When the as-prepared mAb1/GNP/GCE and GNPM–pAb2 were not in use, they were stored at 4 °C. The analytical properties of the electrochemical immunosensor were monitored every five days by using 5 ng mL−1 CEA as an example. Experimental results indicated that as much as 88.6% of the initial electrochemical signal was maintained after storing for 30 days.

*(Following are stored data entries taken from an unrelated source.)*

PR #692, opened 2017-11-21
move create page from /videos/create to /create

akash1810:
- its shorter to type
- edit /videos/create to a redirect to /create


akash1810:
> can't see where the original /videos/create was in conf/routes

Yeah, that's confused me too. https://github.com/guardian/media-atom-maker/blob/master/conf/routes#L51 implicitly catches it.

PR #693, opened 2017-11-22
linty mclintface

akash1810:
lint the js


akash1810:
We [had a hook](https://github.com/guardian/media-atom-maker/pull/515) but it was painful when WIPing a branch.

Maybe it should be a pre-post hook rather than a pre-commit one?

PR #723, opened 2017-12-14
clearer warning message

akash1810:
based on user feedback


akash1810:
pretty small, merging w/out a 👍

PR #724, opened 2017-12-15
observe expiry date on publish

akash1810:
Don't allow an atom to be published if it has expired. We already do this check client-side, so this just tighten things up a bit.

if the expiry date is <= now, fail


akash1810:
giphy isn't that great at `templating` results... 😞

PR #726, opened 2017-12-15
allow s3 uploder urls to be added as assets

akash1810:
this is to support an article going live next week that can't go to YouTube, so is kind of a hack as the better solution would be to use the self hosted route...

### DIFF
--- a/app/model/commands/AddAssetCommand.scala
+++ b/app/model/commands/AddAssetCommand.scala
@@ -1,7 +1,9 @@
 package model.commands
 
+import java.net.URI
+
 import com.gu.contentatom.thrift.Atom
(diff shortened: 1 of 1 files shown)


akash1810:
Added do not merge label as I think it'd be better if we fix the self hosted client side issues. That way we can benefit from permissions too.

mbarton:
@akash1810 looks fine to me. Is the plan to deploy this branch to PROD to make the atoms and then deploy master again?

akash1810:
So I had a look at the code again on Friday evening and the only restriction to uploading as self-hosted is permissions. I've raised this with Yusuf and he's happy to try that in the first instance.

I'll keep this open whilst the story is in progress.

PR #731, opened 2017-12-19
disable scheduler when info missing

Reettaphant:
There were already checks hiding the scheduler button if there are published video page usages. I thought it might be clearer to disable the button instead and display a message to the user, the same applies if the user erases the title from the atom.

### DIFF
--- a/public/video-ui/src/components/ScheduledLaunch/ScheduledLaunch.js
+++ b/public/video-ui/src/components/ScheduledLaunch/ScheduledLaunch.js
@@ -17,7 +17,8 @@ export default class ScheduledLaunch extends React.Component {
   static propTypes = {
     video: PropTypes.object.isRequired,
     saveVideo: PropTypes.func.isRequired,
-    videoEditOpen: PropTypes.bool.isRequired
+    videoEditOpen: PropTypes.bool.isRequired,
+    hasPublishedVideoPageUsages: PropTypes.func.isRequired
   };
 
   state = {
--- a/public/video-ui/src/components/ScheduledLaunch/ScheduledLaunch.js
+++ b/public/video-ui/src/components/ScheduledLaunch/ScheduledLaunch.js
@@ -11,6 +11,7 @@ import {
 import { impossiblyDistantDate }  from '../../constants/dates';
 import datesProperties from '../../constants/datesProperties';
 import VideoUtils from '../../util/video';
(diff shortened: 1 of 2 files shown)


public/video-ui/src/components/ScheduledLaunch/ScheduledLaunch.js
```diff
@@ -250,26 +251,45 @@ export default class ScheduledLaunch extends React.Component {
...
-    </button>
-  )
+
+      if (this.props.hasPublishedVideoPageUsages()) {
+        return 'The atom cannot be scheduled because it has a published video page';
+      }
+
+      return null;
+
+    }.bind(this)());
```
akash1810: Why do we need to `.bind`? 😱

Reettaphant: Because I couldn't figure out the syntax to call an arrow function as I was defining it and then I decided to use bind to have access to `this.props`...

akash1810: we could move this function to a higher scope on the component itself?

```js
export default class ScheduledLaunch extends React.Component {
  getNoScheduleReason() {
    if (!this.props.video.title) {
      return 'You must add a title before scheduling';
    }
    ...
  }
  renderSchedulerButton(showScheduleOptions) {
    const notAbleToScheduleReason = this.getNoScheduleReason();
    const disabled = !!notAbleToScheduleReason;
    return (
      <div data-tip={notAbleToScheduleReason}>
        ...
      </div>
    );
  }
}
```

public/video-ui/src/components/ScheduledLaunch/ScheduledLaunch.js
```diff
@@ -130,6 +131,18 @@ export default class ScheduledLaunch extends React.Component {
     this.setState({ showDatePicker: false, [propertyName]: null });
   };
 
+  getNoScheduleReason = () => {
+    if (!this.props.video.title) {
+      return 'You must add a title before scheduling';
+    }
+
+    if (this.props.hasPublishedVideoPageUsages()) {
```
akash1810: can we add `hasPublishedVideoPageUsages` to the `propTypes` [above](https://github.com/guardian/media-atom-maker/pull/731/files#diff-07b21fff0b6992387e6c2e1c96395ef5R17)?

PR #733, opened 2017-12-19
add utility functions to get embargo and scheduled launch dates

Reettaphant:


public/video-ui/src/util/video.js
```diff
@@ -99,17 +99,29 @@ export default class VideoUtils {
...
-  }
-
   static canUploadToYouTube({ youtubeCategoryId, channelId, privacyStatus }) {
     return !!youtubeCategoryId && !!channelId && !!privacyStatus;
   }
 
-  static getEmbargo({ contentChangeDetails }) {
-    const embargo = contentChangeDetails.embargo;
-    return embargo ? moment(embargo.date) : null;
+  static getScheduledLaunch(contentChangeDetails) {
```
akash1810: minor: we could use [object destructuring](https://developer.mozilla.org/en-US/docs/Web/JavaScript/Reference/Operators/Destructuring_assignment) here, then we can call this function with the video, e.g. `const scheduledLaunch = VideoUtils.getScheduledLaunch(this.props.video)`.

PR #734, opened 2017-12-19
explicitly mention "save"

akash1810:
James C and James D have mentioned this would be helpful in the last two days.

Before
before

After
after

### DIFF
--- a/public/video-ui/styles/layout/_icons.scss
+++ b/public/video-ui/styles/layout/_icons.scss
@@ -28,7 +28,7 @@
   &--text {
     margin-left: 5px;
   }
-  
+
   &:link {
     text-decoration: none;
   }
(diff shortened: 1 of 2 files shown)


public/video-ui/styles/layout/_icons.scss
```diff
@@ -38,13 +38,16 @@
...
+  min-width: 33px;
   height: 33px;
-  font-size: $iconSize;
   cursor: pointer;
   display:flex;
   justify-content:center;
   align-items: center;
+
+  i.icon {
+    font-size: $iconSize;
```
akash1810: only set font size on the icon, not the text

mchv:
💎 💯  one of those little thing that help users!

PR #737, opened 2017-12-20
only allow tracking in workflow if a section has been chosen

akash1810:


akash1810:
[When tracking an atom in workflow, the section must be present but there is no warning/disabled button](https://trello.com/c/9ASrkIME/137-when-tracking-an-atom-in-workflow-the-section-must-be-present-but-there-is-no-warning-disabled-button)

PR #739, opened 2017-12-20
allow hosted atoms to block ads

akash1810:
Labs want to be able to toggle blockAds on Composer pages, so enable the checkbox to allow them to. The `fieldDetails` changes if the atom is a commercial type as we always block ads on the video server side.


akash1810:
[Commercial ad-blocking](https://trello.com/c/8lUID73p/158-commercial-ad-blocking)

akash1810:
tested in CODE

PR #742, opened 2018-01-02
don't send Pluto warning emails in integration tests

akash1810:
Currently, we send an email asking you to set pluto data on an atom if its missing. The email address we use during integration tests doesn't accept incoming mail. This has resulted in a high bounce rate in SES and a temporary suspension...


mbarton:
It may be less brittle to allow sync to be turned off as a flag in the `create` HTTP request itself rather than rely on the integration test user.

Not averse to merging this to get the probation lifted however.

akash1810:
> It may be less brittle to allow sync to be turned off as a flag in the create HTTP request itself rather than rely on the integration test user.

It feels a bit odd to allow this to be enabled/disabled via the client...

PR #746, opened 2018-01-04
allow a note to be sent to Workflow

akash1810:
a note can be set when initially tracking in Workflow and is readonly in MAM once in Workflow

wf-note

requested by Katie, it was quite a quick change and saves time so just did it....

### DIFF
--- a/public/video-ui/styles/components/_forms.scss
+++ b/public/video-ui/styles/components/_forms.scss
@@ -137,6 +137,9 @@
 
   }
 
+  &--textarea {
+    height: inherit;
+  }
 }
 
 .form__label {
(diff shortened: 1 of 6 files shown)


public/video-ui/styles/components/_forms.scss
```diff
@@ -137,6 +137,9 @@
 
   }
 
+  &--textarea {
```
akash1810: we set height to 36px [above](https://github.com/guardian/media-atom-maker/pull/746/files#diff-b745c7e774cc24d5f1eb2621797259efR73)... rather than creating a new class for the new form field, just use css specificity 😄

PR #747, opened 2018-01-05
add GA Autotrack

akash1810:
for cheap analytics of app usage, [autotrack](https://github.com/googleanalytics/autotrack/) should just work out of the box.

Note, I've not added this to the main js bundle as, as noted in the repo:

> Note that it's generally not a good idea to include any analytics as part of your site's main JavaScript bundle since analytics are not usually critical application functionality.

and we're not using code splitting either, so we'd be adding ~8kb to the main js bundle otherwise

### DIFF
--- a/app/views/VideoUIApp/layout.scala.html
+++ b/app/views/VideoUIApp/layout.scala.html
@@ -1,4 +1,10 @@
-@(title: String, isHotReloading: Boolean)(content: Html)
+@(
+  title: String,
+  isHotReloading: Boolean,
+  autotrackJsLocation: String,
+  maybeGaPropertyId: Option[String]
+)(content: Html)
+
 <!DOCTYPE html>
 <html lang="en">
   <head>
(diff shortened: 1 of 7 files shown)


package.json
```diff
@@ -2,6 +2,7 @@
   "name": "media-atom-maker",
   "description": "media atom editor",
   "scripts": {
+    "build-autotrack": "autotrack -o public/video-ui/build/autotrack.js -p cleanUrlTracker,eventTracker,impressionTracker,maxScrollTracker,mediaQueryTracker,outboundFormTracker,outboundLinkTracker,pageVisibilityTracker,socialWidgetTracker,urlChangeTracker",
```
akash1810: a custom build - https://github.com/googleanalytics/autotrack/#custom-builds

akash1810:
cc @rcrphillips

app/views/VideoUIApp/layout.scala.html
```diff
@@ -12,6 +18,34 @@
...
+
+          ga('require', 'cleanUrlTracker');
+          ga('require', 'eventTracker');
+          ga('require', 'impressionTracker');
+          ga('require', 'maxScrollTracker');
+          ga('require', 'mediaQueryTracker');
+          ga('require', 'outboundFormTracker');
+          ga('require', 'outboundLinkTracker');
+          ga('require', 'pageVisibilityTracker');
+          ga('require', 'socialWidgetTracker');
```
gtrufitt: Did you need this one!?

PR #748, opened 2018-01-15
Pluto resync endpoint

fredex42:
Adding an endpoint to request manual resync of data to pluto

### DIFF
--- a/app/controllers/PlutoController.scala
+++ b/app/controllers/PlutoController.scala
@@ -62,8 +62,7 @@ class PlutoController(
           pluto.sendToPluto(PlutoResyncMetadataMessage.build(
             versionWithId,
             atom,
-            awsConfig,
-            "system@video.gutools.co.uk"
+            awsConfig
           ))
           Ok(Json.toJson(atom))
         case None=>
--- a/app/controllers/PlutoController.scala
+++ b/app/controllers/PlutoController.scala
@@ -11,7 +11,7 @@ import com.gu.media.util.MediaAtomHelpers
 import data.{DataStores, UnpackedDataStores}
 import play.api.libs.json.Json
 import play.api.mvc.Controller
-import com.gu.media.model.{MediaAtom, MediaAtomBeforeCreation, PlutoSyncMetadataMessage}
+import com.gu.media.model.{MediaAtom, MediaAtomBeforeCreation, PlutoResyncMetadataMessage}
 import com.typesafe.config.{Config, ConfigFactory}
 import util.AWSConfig
 
@@ -59,12 +59,12 @@ class PlutoController(
 
       atom.plutoData match {
         case Some(data)=>
-          pluto.sendToPluto(PlutoSyncMetadataMessage.build(
+          pluto.sendToPluto(PlutoResyncMetadataMessage.build(
             versionWithId,
             atom,
             awsConfig,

Analysis of real samples and evaluation of method accuracy

The possible applicability of the developed electrochemical immunosensor for real samples was also investigated by assaying 10 clinic serum specimens with various concentrations of CEA, which were provided by the Fujian Provincial Hospital of China according to the rules of the local ethical committee. Before measurement, these samples were gently shaken at RT (Note: all handling and processing were performed carefully, and all tools in contact with patient specimens and immunoreagents were disinfected after use) and then evaluated by using the electrochemical immunosensor. The obtained results were calculated according to the mentioned-above linear regression equation, which were compared with those obtained by using the commercialized electrochemiluminescent (ECL) immunoassay-based automatic analyzer. The results are listed in Table 1. As shown in Table 1, all the texp (t-test for experiment) values in the case were less than tcrit (t-test for criteria; tcrit[4, 0.05] = 2.77), indicating that no significant differences at the 0.05 significance level were encountered between two methods, thus revealing a high method accuracy of the electrochemical immunosensor.
Table 1 Comparison of the assayed results for clinical serum specimens using electrochemical immunoassay and the reference ECL method
Sample no. Method; concentration (mean ± SD, n = 3, ng mL−1) t exp
Found by the immunosensor Found by the ECL method
1 0.8 ± 0.1 0.9 ± 0.1 1.22
2 5.9 ± 0.4 6.2 ± 0.3 1.04
3 64.1 ± 6.0 58.6 ± 5.6 1.16
4 25.2 ± 2.5 27.5 ± 3.0 1.02
5 8.7 ± 0.8 8.3 ± 0.7 0.65
6 3.5 ± 0.2 3.7 ± 0.4 0.77
7 35.3 ± 4.0 38.5 ± 3.4 1.06
8 56.2 ± 5.1 52.1 ± 3.2 1.18
9 17.7 ± 1.4 19.2 ± 1.1 1.46
10 46.7 ± 2.1 48.9 ± 2.4 1.19


Conclusions

In summary, this work describes the design of a new electrochemical immunosensor for the sensitive detection of low-abundance protein (CEA used in this case) in biological fluids by using mesoporous GNPM as nanotag and peroxidase mimics for the amplification of detectable signal. Mesoporous MnO2–PPD organic–inorganic hybrid nanostructures are not only employed as the building blocks for the assembly of nanogold and proteins, but are also used as peroxidase mimics for the reduction of H2O2 with the help of PPD. The synergistic reaction between the redox-active PPD and the catalytic MnO2 promotes amplification of the electrochemical signal. Compared with conventional enzyme immunoassays, the nanocatalyst-based immunoassay is favorable under harsh conditions. Future work should be focused on the detection of other low-abundance proteins by controlling the target antibody, thereby representing a versatile assay scheme.

Acknowledgements

Support by the “973” National Basic Research Program of China (2010CB732403), the Research Fund for the National Science Foundation of Fujian Province (2011J06003), the Doctoral Program of Higher Education of China (20103514120003), the National Natural Science Foundation of China (21075019, 41176079), and the Program for Changjiang Scholars and Innovative Research Team in University (IRT1116) is gratefully acknowledged.